Go, & perfume the room: make all things ready.     [_Ex. Leu._

_Cel_. No hope yet of the Prince! no comfort of him!
They keep me mew'd up here, as they mew mad folks,
No company but my afflictions.
This royal Devil again! strange, how he haunts me!
How like a poyson'd potion his eyes fright me!
Has made himself handsome too.

_Ant_. Do you look now, Lady?
You will leap anon.

_Cel_. Curl'd and perfum'd? I smell him;
He looks on's legs too, sure he will cut a caper;
God-a-mercy, dear _December_.

_Ant_. O do you smile now;
I knew it would work with you; come hither pretty one.

_Cel_. Sir.

_Ant_. I like those courtesies well; come hither and kiss me.

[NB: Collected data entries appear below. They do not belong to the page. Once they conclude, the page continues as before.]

PR #92, opened 2022-08-31
VSL-78: Safe address loading fixed

KsenijaZivkovic:
## Description

This PR fixes the issue when user refreshes the page for creating safe and then try to submit the transaction.
The issue that caused this was that address isn't always set for the creator of the safe, and is sometimes undefined.

## Demo / Test Result

Bug is fixed on the UI, no errors appear when creating the safe.


jacksonConrad (approved):

packages/client/src/pages/CreateSafe.js
```diff
@@ -107,9 +107,16 @@ function CreateSafe({ web3 }) {
...
-  ]);
+  const [safeOwners, setSafeOwners] = useState();
+
+  useEffect(() => {
+    if (address) {
+      setSafeOwners([
+        { name: "", address, verified: true },
+      ])
+    }
+  }, [address]);
```
linxiao-li, line 118: If for some reason address changes, we will reset all the safeOwner data to `[{ name: "", address, verified: true }]` is this the expected behavior?

KsenijaZivkovic: Address wont change, this is just a prevention for the one point in time where address is not yet loaded and is undefined

linxiao-li: Got it, in this case we should prevent this page from rendering unless we have address ready. Using useEffect will create unexpected side effects, like you mentioned, it could change from undefined to defined, what about the situation of it changing from defined to undefined?

mannynotfound (approved):

packages/client/src/pages/CreateSafe.js
linxiao-li: If it's to deal with the catching up situation that only happens on the initial rendering, it's cheaper and more reliable to do optional rendering of the CreateSafe component since address is required to populate the page.

KsenijaZivkovic: I just pushed a different solution, with conditional rendering
In order to accomplish that I had to add a helper prop to the user 'loaded'
This helper is needed beside the address check, because when the user is not logged in - the address is undefined, then the home page won't load
The other attribute that I considered is 'loggedIn', but this one is too undefined due to async fetching
Let me know your thoughts :)

linxiao-li: I prefer the idea of using the `loggedIn`, since address is critical in creating a safe and loading a safe, preventing the home page from loading when address is absent is the exact behavior we should expect in my opinion.
Also I would suggest move this check logic from Web3 into Home.js line 36. Web3 is an HOC, having the check logic there will impact all the child components using it, some of them don't care about if user is logged in or has an address.

KsenijaZivkovic: It's not related to the Home component, it's related to the CreateSafe, so it won't work if we move the logic there.
It's not affecting the logic at all, it is just stopping it from re-rendering more times than needed - so we need to make sure the data is loaded before we render anything -> so either the user is loaded (when the user is not logged in) or the address is loaded (when the user is logged in)

linxiao-li:
@amyliu6 @KsenijaZivkovic @mannynotfound 
I've noticed that the fcl gets re-config on page load, causing the fcl to refetch user on page refreshing, causing the user data to be undefined while fcl is fetching the user data. I think this is the behavior we should avoid since config and logged in user session should remain relatively stable. I'm thinking about refactoring the web3 in the following ways:
1. Right now it's handling too many responsibilities, I'm thinking about breaking it down into UseTransaction, useTreasury, useFCLUser, useConfig
2. Reduce dependency for useFCLUser hook, have it only fetching user when necessary, have useFCLUser reads from session first before go ahead and fetching data remotely. 
Any comments, thoughts?

KsenijaZivkovic:
> @amyliu6 @KsenijaZivkovic @mannynotfound I've noticed that the fcl gets re-config on page load, causing the fcl to refetch user on page refreshing, causing the user data to be undefined while fcl is fetching the user data. I think this is the behavior we should avoid since config and logged in user session should remain relatively stable. I'm thinking about refactoring the web3 in the following ways:
> 
> 1. Right now it's handling too many responsibilities, I'm thinking about breaking it down into UseTransaction, useTreasury, useFCLUser, useConfig
> 2. Reduce dependency for useFCLUser hook, have it only fetching user when necessary, have useFCLUser reads from session first before go ahead and fetching data remotely.
>    Any comments, thoughts?

@linxiao-li I agree with the proposed refactor, it will definitely be more readable and clear who does what when it comes to responsibilities.

PR #93, opened 2022-08-31
VSL-174: Update Contract Events to be used by FE

jacksonConrad:
## Description
- Moves all events out of `MyMultiSig.cdc` and into `DAOTreasury.cdc`
- Adds `getView()` function signature to `MyMultiSig.Action` interface for passing parameterized action details to Events.
- Implements `getView()` for each Action in `TreasuryActions.cdc`
- Adds `signerApproveAction` and `signerRejectAction` calls to `DAOTreasury` as proxies for those same calls in `MyMultiSig`.  This gives us more control over the control flow (i.e. destroying the event if it has enough rejections), and better control over emitted events since we can easily include `self.uuid`.
- Include Treasury UUID + all signer responses + parameterized action details in `ActionProposed`. `ActionDestroyed`, `ActionExecuted`,`ActionApprovedBySigner`,`ActionRejectedBySigner` events.
- Updates Event Names to all be past tense

TODO: write tests to validate that the correct events are emitted with correct data

## Demo / Test Result
```
make test
```


contracts/MyMultiSig.cdc
```diff
@@ -23,20 +12,68 @@ pub contract MyMultiSigV3 {
...
+        pub var type: String
+        pub var intent: String
+        pub var proposer: Address
+        pub(set) var recipient: Address?
+        pub(set) var vaultId: String?
+        pub(set) var collectionId: String?
+        pub(set) var nftId: UInt64?
+        pub(set) var tokenAmount: UFix64?
+        pub(set) var signerAddr: Address?
+        pub(set) var newThreshold: UInt?
```
KsenijaZivkovic, line 54: What do you think about dividing this into multiple structs that inherit from ActionView?

jacksonConrad: I was thinking about doing it that way, but decided to go with one single struct because its less code

contracts/DAOTreasury.cdc
```diff
@@ -62,9 +97,18 @@ pub contract DAOTreasuryV3 {
...
+      emit ActionExecuted(
+        treasuryUUID: self.uuid,
+        actionUUID: actionUUID,
+        executor: signaturePayload.signingAddr,
+        actionView: actionView,
+        signerResponses: self.multiSignManager.getSignerResponsesForAction(actionUUID: actionUUID)
+      )
       self.multiSignManager.executeAction(actionUUID: actionUUID, {"treasury": selfRef})
-      emit ExecuteAction(actionUUID: actionUUID, proposer: signaturePayload.signingAddr)
+
```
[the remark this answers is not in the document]
jacksonConrad: i did it because the action gets destroyed so `action.signerResponses` threw an error after running `executeAction`... but i just realized i can save it to a variable before it gets destroyed, so i'll update :)

contracts/MyMultiSig.cdc
```diff
@@ -23,20 +12,68 @@ pub contract MyMultiSigV3 {
...
 
     //
-    // ------- Structs --------
+    // ------- Structs ------- 
     //
 
+    // General View Struct for Actions
+    pub struct ActionView {
+        pub var name: String
+        pub var type: String
```
linxiao-li, line 45: Can we in cadence define a enum of all action types and define the type here to be one of those enums?

contracts/TreasuryActions.cdc
```diff
@@ -69,13 +34,19 @@ pub contract TreasuryActionsV3 {
...
+    }
 
-      emit TransferTokenToAccountActionExecuted(
-        recipientAddr: self.recipientVault.borrow()!.owner!.address,
-        vaultID: self.recipientVault.getType().identifier,
-        amount: self.amount,
-        treasuryAddr: treasuryRef.owner!.address
+    pub fun getView(): MyMultiSigV3.ActionView {
+      let view: MyMultiSigV3.ActionView = TreasuryActionsV3.InitializeActionView(
+        name: "Transfer Tokens",
```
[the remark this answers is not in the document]
mannynotfound: @jacksonConrad we can keep a map on the front end of "friendly labels" as long as the type doesn't change. that way dont have to define them in contract and we have more flexibility to update the verbiage later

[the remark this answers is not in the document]
jacksonConrad: sounds good!

contracts/MyMultiSig.cdc
```diff
@@ -227,15 +238,19 @@ pub contract MyMultiSigV3 {
...
-            if self.getTotalRejectedForAction(actionUUID: actionUUID) > (self.signers.length - Int(self.threshold)) {
-                let removedAction <- self.actions.remove(key: actionUUID)
-                destroy removedAction
-                emit ActionDestroyed(uuid: actionUUID)
-            }
+        access(account) fun attemptDestroyAction(actionUUID: UInt64) {
+            pre {
+                self.canDestroyAction(actionUUID: actionUUID):
+                    "Action does not have enough rejections to destroy"
+            }
```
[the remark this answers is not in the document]
amyliu6: oh i see we have `if self.multiSignManager.canDestroyAction` condition before calling this method. Missed that earlier 😅

contracts/MyMultiSig.cdc
jacksonConrad: we can definitely do it, but i'm not sure it will actually provide many benefits.  this is because an enum ultimately maps values to a `UInt`, so we would either need to store our own map of `UInt -> String` in the script file, or in our FE javascript, so in my opinion it is more trouble than it is worth.

is there a benefit you think we are missing out on if we don't store these as Enums?

contracts/MyMultiSig.cdc
jacksonConrad: we are combining all the metadata into one struct, however I don't think there is any benefit of breaking them out into multiple structs.  the frontend will need to maintain a map of all actions and the params for each action anyway in order to display them.  so breaking out into separate structs doesn't actually provide any additional functionality or readability, unless i'm missing something.  i think the code is a bit more concise this way.

contracts/DAOTreasury.cdc
```diff
@@ -8,22 +8,38 @@ pub contract DAOTreasuryV3 {
...
-
-
-  // Interfaces + Resources
+
+  // Actions
+  pub event ActionProposed(treasuryUUID: UInt64, actionUUID: UInt64, proposer: Address, actionView: MyMultiSigV3.ActionView)
+  pub event ActionExecuted(treasuryUUID: UInt64, actionUUID: UInt64, executor: Address, actionView: MyMultiSigV3.ActionView, signerResponses: {Address: UInt})
+  pub event ActionDestroyed(treasuryUUID: UInt64, actionUUID: UInt64, signerResponses: {Address: UInt})
+  pub event ActionApprovedBySigner(treasuryUUID: UInt64, address: Address, uuid: UInt64, signerResponses: {Address: UInt})
+  pub event ActionRejectedBySigner(treasuryUUID: UInt64, address: Address, uuid: UInt64, signerResponses: {Address: UInt})
```
amyliu6, line 21: for above two events, since they already have `treasuryUUID`, can we get rid of `uuid`?

jacksonConrad: `uuid` is the action UUID! we could roll it into `actionView` although I'm not sure if we can filter events in Graffle using params nested in structs... so probably worth keeping it on the action directly.

amyliu6: it looks like they both assigned with `self.uuid` and i thought that's the treasury uuid, did i miss anything here?
https://github.com/DapperCollectives/VESSEL/blob/eb56c078bd14ba4b7d1a8e2be2b0cef84fad37bb/contracts/DAOTreasury.cdc#L72

jacksonConrad: oh nope you are totally right, sorry about that. i will change `uuid: self.uuid` -> `actionUUID: action.uuid`

amyliu6 (approved):

KsenijaZivkovic (approved):

PR #99, opened 2022-09-09
Added pre-commit hook to format files

amyliu6:
## Description

In this PR,
1. Ran `npx prettier --write .` formatted existing files.
2. Added pre-commit hook to format files. In future it will auto format files during commit.


linxiao-li:
One thing caused a lot of formatting difference is the print-width, can we standardize it to 100 or 80?

amyliu6:
> One thing caused a lot of formatting difference for me is the print-width, can we standardize it to 100 or 80?

@linxiao-li , yes, default is 80. https://prettier.io/docs/en/options.html

.prettierrc.json
```diff
@@ -0,0 +1 @@
+{}
```
KsenijaZivkovic, line 1: Do we need to add here some basic configuration like:
```
{
  "trailingComma": "es5",
  "tabWidth": 4,
  "semi": false,
  "singleQuote": true
}
```
?

linxiao-li (approved):

.prettierrc.json
amyliu6: I left it empty because the default value seems already pretty aligned with our current convention. I ran `yarn prettier --write "packages/client/src/**/*.js"` and created second commit with updated files.

KsenijaZivkovic: So how does it work, do we need to run this command before commit or it's formatting the file on save?
Just thinking from the perspective if we need to add this command to scripts in package.json

KsenijaZivkovic (approved):

PR #102, opened 2022-09-12
vsl 183: lazy loading icons and organize reusable components

linxiao-li:
## Description
1. Implemented dynamic import and lazy loading for svgs, 
- to avoid importing all the svg files into the component when we only need 1 of them, especially for token icons
- easier to manage and organize

2.Moved Dropdown, ProgressBar and InputAddress into `library/components` and updated the references
-  ticket for applying the reusable component InputAddress https://linear.app/dappercollectives/issue/VSL-194

** note: I've also created a set of tickets for implementing storybook as part of the effort in building and maintaining our front-end library https://linear.app/dappercollectives/issue/VSL-195
## Demo / Test Result

Before lazy loading:
Webpack load the entire svg file into the bundle:
Screen Shot 2022-09-12 at 11 15 21 AM

After lazy loading:
Webpack load the loading helper Svg/index.js into the bundle
Screen Shot 2022-09-12 at 11 16 40 AM
When we need a svg, we make network requests for the specific file
Screen Shot 2022-09-12 at 11 17 10 AM


packages/client/src/components/SafeContacts.js
```diff
@@ -1,8 +1,7 @@
 import React, { useState } from "react";
 import { isEmpty } from "lodash";
-import InputAddress from "./InputAddress";
-import InputText from "./InputText";
```
KsenijaZivkovic, line 4: Why did we delete this?

linxiao-li: InputAddress is moved to library/InputAddress, 
InputText is only used on this page and it performs exactly like a normal text input, no reason to create a separate file for it. On the other hand, if we want to normalize the input behaviors in the future, we can create inputText reusable component and apply it across the board

KsenijaZivkovic: It would be useful to create a new component or modify the one that is deleted so it can also accept things like:
- label
- flag - if the field is required (to show the *)
- placeholder
- onChange
That way we will unify the look and have less code written.

linxiao-li: 100% agree. Would you mind creating a ticket for this?

KsenijaZivkovic: https://linear.app/dappercollectives/issue/VSL-202

packages/client/src/components/SafeContacts.js
```diff
@@ -183,11 +190,16 @@ function SafeContacts({ address }) {
       <div className="column p-0 mt-5 is-flex is-align-items-center is-justify-content-space-between is-full">
         <h4 className="is-size-5">Saved Addresses</h4>
         {!isEmpty(contacts) && (
+<<<<<<< HEAD
```
KsenijaZivkovic, line 193: Conflict

linxiao-li: Updated! Thanks a lot!

packages/client/src/components/SafeSettings/components/Assets/AddCollection.js
```diff
@@ -53,7 +53,7 @@ const AddCollection = ({ onCancel, onNext }) => {
               />
               {addressValid && (
                 <div style={{ position: "absolute", right: 17, top: 14 }}>
-                  <Check />
+                  <Svg nam="Check" />
```
KsenijaZivkovic, line 56: typo

KsenijaZivkovic:
There are some compiling errors:
- SafeSettings/components/Owners 
- TransactionSuccesModal
And one warning related to useEffect in Svg/index.js

KsenijaZivkovic (approved):

packages/client/src/library/Svg/index.js
```diff
@@ -0,0 +1,19 @@
...
+      try {
+        const svgComponent = await import(`./${name}`);
+        setSvgComponent(svgComponent.default(props));
+      } catch (e) {
+        console.log(e);
+      }
+    })();
+    //eslint-disable-next-line
+  }, [name]);
+  if (!svgComponent) return null;
```
mannynotfound, line 16: `svgComponent` should already be null if component fails to load so this line shouldn't be necessary

packages/client/src/library/Svg/index.js
```diff
@@ -0,0 +1,19 @@
...
+  useEffect(() => {
+    (async () => {
+      try {
+        const svgComponent = await import(`./${name}`);
+        setSvgComponent(svgComponent.default(props));
+      } catch (e) {
+        console.log(e);
+      }
+    })();
+    //eslint-disable-next-line
```
mannynotfound, line 14:
```suggestion
    // eslint-disable react-hooks/exhaustive-deps
```

mannynotfound (approved):
This is really cool!

I'm working on something similar for CAST that also adds `storybook` so would be good to re-use this code and maybe even share the same codebase at some point, otherwise this LGTM!

https://github.com/DapperCollectives/CAST/pull/449

packages/client/src/library/Svg/index.js
```diff
@@ -0,0 +1,18 @@
...
+const Svg = ({ name, ...props }) => {
+  const [svgComponent, setSvgComponent] = useState(null);
+  useEffect(() => {
+    (async () => {
+      try {
+        const svgComponent = await import(`./${name}`);
+        setSvgComponent(svgComponent.default(props));
+      } catch (e) {
+        console.log(e);
+      }
```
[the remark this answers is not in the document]
linxiao-li: I don't think we should use mixed syntax, it causes confusion and makes the code harder to maintain, this answer from stack overflow explains it well: https://stackoverflow.com/a/54387912.

linxiao-li:
@mannynotfound Thanks a lot! Does the design of CAST look similar to VESSEL? If so we should promote @cast/shared-components to @dapperCollectives/shared-components, it would save VESSEL a ton of development work reinventing the wheels!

_Cel_. I am reading, Sir, of a short Treatise here,
That's call'd the Vanity of Lust: has your Grace seen it?
He says here, that an Old Mans loose desire
Is like the Glow-worms light, the Apes so wonder'd at:
Which when they gather'd sticks, and laid upon't,
And blew, and blew, turn'd tail, and went out presently:
And in another place he calls their loves,
Faint Smells of dying Flowers, carry no comforts;
They're doting, stinking foggs, so thick and muddy,
Reason with all his beams cannot beat through 'em.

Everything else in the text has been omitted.